[Collected data entries]
PR #1049, opened 2021-02-11
moved rulesViolated and all the validation functions from Collections…

rfontanarosa:
it's not completed: the validators have to be tested but this logic works.


sirmspencer:
src/js/collection.js
816 There is no need to pass ruleError, you can alert from validateAndSetCurrentValue

306 Dont call setCurrentValue if rules are violated.  This does an extra calculation collection.js
306 There is no need to pass ruleError, you can alert from validateAndSetCurrentValue

390 Why did you make a function for this?
392 There is no need to pass ruleError, you can alert from validateAndSetCurrentValue

rfontanarosa:
I choose to pass ruleError to validateAndSetCurrentValue because in collection it is used by a function which do some checks before checking for the ruleError:

`    checkSelection = (sampleIds, ruleError, questionToSet) => {
        if (!this.warnOnNoSamples(this.state.currentPlot)) {
            return false;
        } else if (sampleIds.some(sid => questionToSet.visible.every(vs => vs.id !== sid))) {
            alert("Invalid Selection. Try selecting the question before answering.");
            return false;
        } else if (sampleIds.length === 0) {
            alert("Please select at least one sample before choosing an answer.");
            return false;
        } else if (ruleError) {
            alert(ruleError);
            return false;
        } else {
            return true;
        }
    };`

If these check can be done after ruleError we can remove it from the parameters list.

sirmspencer:
> I choose to pass ruleError to validateAndSetCurrentValue because in collection it is used by a function which do some checks before checking for the ruleError:
> 
> ```
>     checkSelection = (sampleIds, ruleError, questionToSet) => {
>         if (!this.warnOnNoSamples(this.state.currentPlot)) {
>             return false;
>         } else if (sampleIds.some(sid => questionToSet.visible.every(vs => vs.id !== sid))) {
>             alert("Invalid Selection. Try selecting the question before answering.");
>             return false;
>         } else if (sampleIds.length === 0) {
>             alert("Please select at least one sample before choosing an answer.");
>             return false;
>         } else if (ruleError) {
>             alert(ruleError);
>             return false;
>         } else {
>             return true;
>         }
>     };
> ```
> 
> If these checks can be done after ruleError we can remove it from the parameters list.

You can remove the check for ruleError here as well if you are not passing it back up the chain.  I prefer not to pass data back up the chain if its not necessary.  Think about how you had to add the check for ruleError in SurveyQuestions.   You created unnecessary duplicate code.  Also think about how the checks are being done in SurveyCollection.  When we reuse this component it makes more sense to have the error message come from where the error occurs.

▶ Exercise goal:
Each line above that contains the string "Invalid" should be identified and copied.

▶ Answer section:
            alert("Invalid Selection. Try selecting the question before answering.");
>             alert("Invalid Selection. Try selecting the question before answering.");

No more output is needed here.